Embora a maioria dos indicadores esteja com perspectiva positiva, o economista do BTG acredita que o Banco Central terá de elevar a Selic para até 6% neste ano para ancorar as expectativas da inflação, que deve fechar este ano também perto de 6%, muito acima do centro da meta de 3,75%, diante da alta das commodities e dos efeito da seca sobre os preços de energia.
“O BC vai ter de ser um pouco mais agressivo nos juros”, diz o ex-secretário do Tesouro.
Um dos fatores que agravam o quadro inflacionário é o risco hídrico, à medida que a falta de água nos reservatórios leva o governo a ligar as usinas térmicas, encarecendo a energia. Para Mansueto, a ameaça da crise energética para a atividade é baixa, mas a inflação pode sentir efeitos no resto deste ano e também em 2022.
Outro risco para a economia é o da pandemia, que Mansueto espera estar controlada nos próximos meses com o avanço da vacinação. Um risco que não depende do Brasil é o de o Federal Reserve ter de aumentar os juros antes do previsto para conter a inflação, que também está pressionada nos Estados Unidos. Se a mudança na política monetária americana for feita de maneira controlada, o Brasil poderá resistir sem grandes custos, segundo ele.
Um dos maiores desafios a ser enfrentado pelo Brasil e o mundo após a pandemia vai ser combater a desigualdade, que já era alta e ficou maior com a disseminação do coronavírus, diz Mansueto. Segundo ele, o trabalho remoto protegeu o emprego e a renda das classes média e alta, mas isso não ocorreu com a classe baixa, sobretudo as pessoas que trabalhavam na economia informal.
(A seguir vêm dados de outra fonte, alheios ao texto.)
PR #33366, opened 2019-10-23
fix(compiler-cli): package.json writing graceful failure on readonly …

alexeagle:
…sources

This is throwing when the compiler runs under Bazel.

### DIFF
--- a/packages/compiler-cli/ngcc/src/writing/package_json_updater.ts
+++ b/packages/compiler-cli/ngcc/src/writing/package_json_updater.ts
@@ -136,7 +136,14 @@ export class DirectPackageJsonUpdater implements PackageJsonUpdater {
     // Ensure the containing directory exists (in case this is a synthesized `package.json` due to a
     // custom configuration) and write the updated content to disk.
     this.fs.ensureDir(dirname(packageJsonPath));
-    this.fs.writeFile(packageJsonPath, `${JSON.stringify(parsedJson, null, 2)}\n`);
+    try {
+      this.fs.writeFile(packageJsonPath, JSON.stringify(parsedJson, null, 2) + '\n');
+    } catch (e) {
+      // Under Bazel, the input filesystem is readonly
+      if (e.code === 'EROFS') {
+        console.error('[ivy-ngcc] Readonly filesystem: Cannot write changes to', packageJsonPath);
+      }
+    }
   }
 }
 


packages/compiler-cli/ngcc/src/writing/package_json_updater.ts
```diff
@@ -136,7 +136,14 @@ export class DirectPackageJsonUpdater implements PackageJsonUpdater {
     // Ensure the containing directory exists (in case this is a synthesized `package.json` due to a
     // custom configuration) and write the updated content to disk.
     this.fs.ensureDir(dirname(packageJsonPath));
-    this.fs.writeFile(packageJsonPath, `${JSON.stringify(parsedJson, null, 2)}\n`);
+    try {
+      this.fs.writeFile(packageJsonPath, JSON.stringify(parsedJson, null, 2) + '\n');
+    } catch (e) {
+      // Under Bazel, the input filesystem is readonly
+      if (e.code === 'EROFS') {
+        console.error('[ivy-ngcc] Readonly filesystem: Cannot write changes to', packageJsonPath);
```
gkalpak: `ivy-ngcc` has been renamed to `ngcc`.

gkalpak: - `ivy-ngcc` has been renamed to `ngcc`.
- This should be using the [logger][1].

[1]: https://github.com/angular/angular/blob/a1d7b6bb8/packages/compiler-cli/ngcc/src/main.ts#L128

gkalpak (changes requested):
The commit message scope should be `ngcc` (i.e. `fix(ngcc): ...`).

And I agree with Pete :grin:
`ngcc` can fail in more ways if run on a read-only file-system, so we should have a more "universal" solution.

alexeagle:
I'm running `@angular-devkit/build-angular` which has the ngcc integration.
@alan-agius4 maybe you could point me to how to run build-angular on a read-only filesystem?

I think it's `@ngtools/webpack/src/ngcc_processor` that does
```
    mainNgcc({
      basePath: this._nodeModulesDirectory,
      targetEntryPointPath: path.dirname(packageJsonPath),
      propertiesToConsider: this.propertiesToConsider,
      compileAllFormats: false,
      createNewEntryPointFormats: true,
      logger: this._logger,
      pathMappings: this._pathMappings,
    });
```
should this have an option? I do want to build Ivy artifacts but am on a read-only FS under Bazel.

alan-agius4:
@alexeagle, At the moment that is not possible. Currently NGCC only works with the actual FS and not a virtual one. And hence it’s cannot be read only as it needs to write the transpiled VE -> IVY node_modules to disk.

If under Bazel the FS is read only, will you be transpilling the node_modules using the ngcc binary via a post install hook?

alan-agius4:
If you run the ngcc binary prior to triggering the build-angular build the ngcc in ngtools shouldn’t write any files. That is because ngcc will find that the module is already processed and it will bail out.

alexeagle:
Ah well that is not working - we did run ngcc as a postinstall hook

alan-agius4:
Do you have a repo that I can look at? 

My thoughts around this without seeing any reproduction so I am really speculating right now but it can be that during ngcc postinstall hook a an entrypoint is transformed ex: main, but during the build-angular build another format is requested ex: module.

alexeagle:
Yeah simple: https://github.com/alexeagle/prototype_bazel_architect/blob/master/BUILD.bazel

note this patch is included in that repo so you should delete it first to repro.

alan-agius4:
When not under Bazel such behaviour is not desired, because ngtools will use ngcc and transform the correct module.

This is because;
1) Ngtools integration with ngcc is designed to work by itself, and without the need of the post install hook.
2) A package module might be transformed with ngcc via a the postinstall hook to FESM2015 which will be used for build but later another format might be required ex UMD for universal.

I will try to debug your repo on Sun/Mon. But at first glace by looking at the repo nothing stands out why ngcc in ngtools webpack is being trigger and causes a file write. The post install hook that you have configure, is without any argument which means that it will transform all module formats of all packages.

alan-agius4:
@alexeagle I just looked into this and I think I know what is happening.

When calling NGCC binary via the post install hook it running on certain packages for a reason or another not all. Ex: `rxjs`, `tslib` are not being processed nor marked that they were visited by NGCC.

However, when calling NGCC via the API, ngtools will call for each and every module that TSC resolves, hence it will call it for `rxjs`, `tslib` and so on. When a module is visited by NGCC for the first time it will try to create a marker which under Bazel fails because it is read only.

Question to @petebacondarwin / @gkalpak, are the above mentioned modules skipped from processing when calling NGCC bin for some reason?

From ngtools perspective probably makes sense that when running under Bazel we don't call NGCC, since this won't work.

That being said I didn't manage to get past this error even after I disable NGCC:

```bash
ERROR in /workspace/prototype_bazel_architect/src/main.ts
Module build failed (from ./node_modules/@ngtools/webpack/src/index.js):
Error: /workspace/prototype_bazel_architect/src/main.ts is missing from the TypeScript compilation. Please make sure it is in your tsconfig via the 'files' or 'include' property.
```

alan-agius4:
Bdw in my cases, ngcc under ngtools with bazel did seem to transform the files without any exception

```
gitpod /workspace/prototype_bazel_architect $ cat node_modules/rxjs/package.json | grep ivy
gitpod /workspace/prototype_bazel_architect $ yarn build
yarn run v1.17.3
$ bazel build :build
INFO: Writing tracer profile to '/home/gitpod/.cache/bazel/_bazel_gitpod/9ee99402aa38cb79ec57f31ff560e386/command.profile.gz'
INFO: Analyzed target //:build (1 packages loaded, 4 targets configured).
INFO: Found 1 target...
ERROR: /workspace/prototype_bazel_architect/BUILD.bazel:3:1: Action build failed (Exit 1) architect.sh failed: error executing command bazel-out/host/bin/external/npm/@angular-devkit/architect-cli/bin/architect.s
h frontend:build '--outputPath=bazel-out/k8-fastbuild/bin/build' ... (remaining 2 argument(s) skipped)

Use --sandbox_debug to see verbose messages from the sandbox
(node:38960) ExperimentalWarning: The fs.promises API is experimental

frontend:build: 
ERROR in /workspace/prototype_bazel_architect/src/main.ts
Module build failed (from ./node_modules/@ngtools/webpack/src/index.js):
Error: /workspace/prototype_bazel_architect/src/main.ts is missing from the TypeScript compilation. Please make sure it is in your tsconfig via the 'files' or 'include' property.
    at AngularCompilerPlugin.getCompiledFile (/home/gitpod/.cache/bazel/_bazel_gitpod/9ee99402aa38cb79ec57f31ff560e386/sandbox/processwrapper-sandbox/7/execroot/angular_cli_demo/node_modules/@ngtools/webpack/src/
angular_compiler_plugin.js:918:23)
    at plugin.done.then (/home/gitpod/.cache/bazel/_bazel_gitpod/9ee99402aa38cb79ec57f31ff560e386/sandbox/processwrapper-sandbox/7/execroot/angular_cli_demo/node_modules/@ngtools/webpack/src/loader.js:41:31)
    at process._tickCallback (internal/process/next_tick.js:68:7)
 @ multi ./src/main.ts main[0]
ERROR in /workspace/prototype_bazel_architect/src/polyfills.ts
Module build failed (from ./node_modules/@ngtools/webpack/src/index.js):
Error: /workspace/prototype_bazel_architect/src/polyfills.ts is missing from the TypeScript compilation. Please make sure it is in your tsconfig via the 'files' or 'include' property.
    at AngularCompilerPlugin.getCompiledFile (/home/gitpod/.cache/bazel/_bazel_gitpod/9ee99402aa38cb79ec57f31ff560e386/sandbox/processwrapper-sandbox/7/execroot/angular_cli_demo/node_modules/@ngtools/webpack/src/angular_compiler_plugin.js:918:23)
    at plugin.done.then (/home/gitpod/.cache/bazel/_bazel_gitpod/9ee99402aa38cb79ec57f31ff560e386/sandbox/processwrapper-sandbox/7/execroot/angular_cli_demo/node_modules/@ngtools/webpack/src/loader.js:41:31)
    at process._tickCallback (internal/process/next_tick.js:68:7)
 @ multi ./node_modules/@angular-devkit/build-angular/src/angular-cli-files/models/es5-polyfills.js zone.js/dist/zone-legacy ./node_modules/@angular-devkit/build-angular/src/angular-cli-files/models/jit-polyfills.js ./node_modules/@angular-devkit/build-angular/src/angular-cli-files/models/es5-jit-polyfills.js ./src/polyfills.ts polyfills-es5[4]
Exiting with code  1 Error
    at process.exit (/home/gitpod/.cache/bazel/_bazel_gitpod/9ee99402aa38cb79ec57f31ff560e386/sandbox/processwrapper-sandbox/7/execroot/angular_cli_demo/node_modules/@angular-devkit/architect-cli/bin/architect.js:75:51)
    at main.then.code (/home/gitpod/.cache/bazel/_bazel_gitpod/9ee99402aa38cb79ec57f31ff560e386/sandbox/processwrapper-sandbox/7/execroot/angular_cli_demo/node_modules/@angular-devkit/architect-cli/bin/architect.js:165:13)
    at process._tickCallback (internal/process/next_tick.js:68:7)
FAILURE
Result: {
    "success": false,
    "outputPath": "/home/gitpod/.cache/bazel/_bazel_gitpod/9ee99402aa38cb79ec57f31ff560e386/sandbox/processwrapper-sandbox/7/execroot/angular_cli_demo/bazel-out/k8-fastbuild/bin/build",
    "target": {
        "project": "frontend",
        "target": "build"
    }
}

Logs:
Target //:build failed to build
Use --verbose_failures to see the command lines of failed build steps.
INFO: Elapsed time: 60.637s, Critical Path: 40.92s
INFO: 0 processes.
FAILED: Build did NOT complete successfully
error Command failed with exit code 1.
info Visit https://yarnpkg.com/en/docs/cli/run for documentation about this command.
gitpod /workspace/prototype_bazel_architect $ cat node_modules/rxjs/package.json | grep ivy
  "__processed_by_ivy_ngcc__": {
```

petebacondarwin:
In standalone mode ngcc only processes packages that have been compiled via ViewEngine - the primary market being a metadata.json file next to the typings file.

alan-agius4:
Umm, wouldn’t it make sense to keep the same logic for the API? or it would be slower then the marker in package.json?, I am guessing there shouldn’t be any performance hit since instead of basing the logic solely on the ngcc marker, check also for the presence of the metadata field. If no metadata field is present just noop. Unless you checking for the actual existence of the file instead of using the field which will cause additional IO operations.

That being said, if under bazel the FS is always read-only, there is no point in calling ngcc in the first place. Thus, ngtools should not invoke it if maybe we find a BAZEL_TARGET env variable.

petebacondarwin:
I definitely think we should not be invoking ngcc on a read only fs

gkalpak:
FWIW, I think the difference in ngcc behavior is not related to standalone vs API, but to whether is it called with `targetEntryPointPath` or not (which is the case when calling it from ngtools but not for the recommended postinstall script).

When called with `targetEntryPointPath`, if that target happens to have no processable entry-points, ngcc will mark is as processed in `package.json` (I assume for performance reasons).

kylecordes:
I don't know if there is a Node community consensus around it, but I propose the following guideline:

* If there is executable code necessary to finish preparing `node_modules` for downstream use, it **is appropriate** to execute this code from a post-install hook.
* When a Node process is running other than during a post install hook, it **is not appropriate** to attempt to write to `node_modules`, nor to care whether it is a real file system.

To follow that with Angular though, would mean choosing somewhere new to store `ngcc` state and output - maybe a change larger than anyone wants to contemplate.

Yet without something in this direction, is build hermeticity is possible? Every concurrent compilation will have `node_modules` as a pool of shared mutable storage with race conditions and all other manner of excitement possible.

petebacondarwin:
I believe that CLI no longer runs ngcc on read-only filesystems.
For command line use of ngcc, it is up to the process calling it to decide whether the system is readonly or not.

In which case, I think we can close this PR...

---

@kylecordes - regarding your recommendation, I agree but it is not something we can do right now since we need to make life easier for the majority of CLI users. The plan, I believe, for the future is to leverage webpack 5 file caching to avoid writing to the node_modules folder. But this is some way off.

alexeagle:
@petebacondarwin I think that's right, closing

Os governos terão de promover ações para reintegrar milhões de trabalhadores ao mercado de trabalho, o que deve passar pelo treinamento de mão de obra para uma economia cujas transformações se aceleraram com a crise da covid. No caso do Brasil, uma das alternativas poderá ser fortalecer o Bolsa Família, que é um “programa barato”, segundo Mansueto.
“Estamos saindo dessa crise tão terrível com uma economia mais desigual. Se a agenda de reduzir a desigualdade já era importante antes, ficou ainda mais agora”, diz o economista do BTG.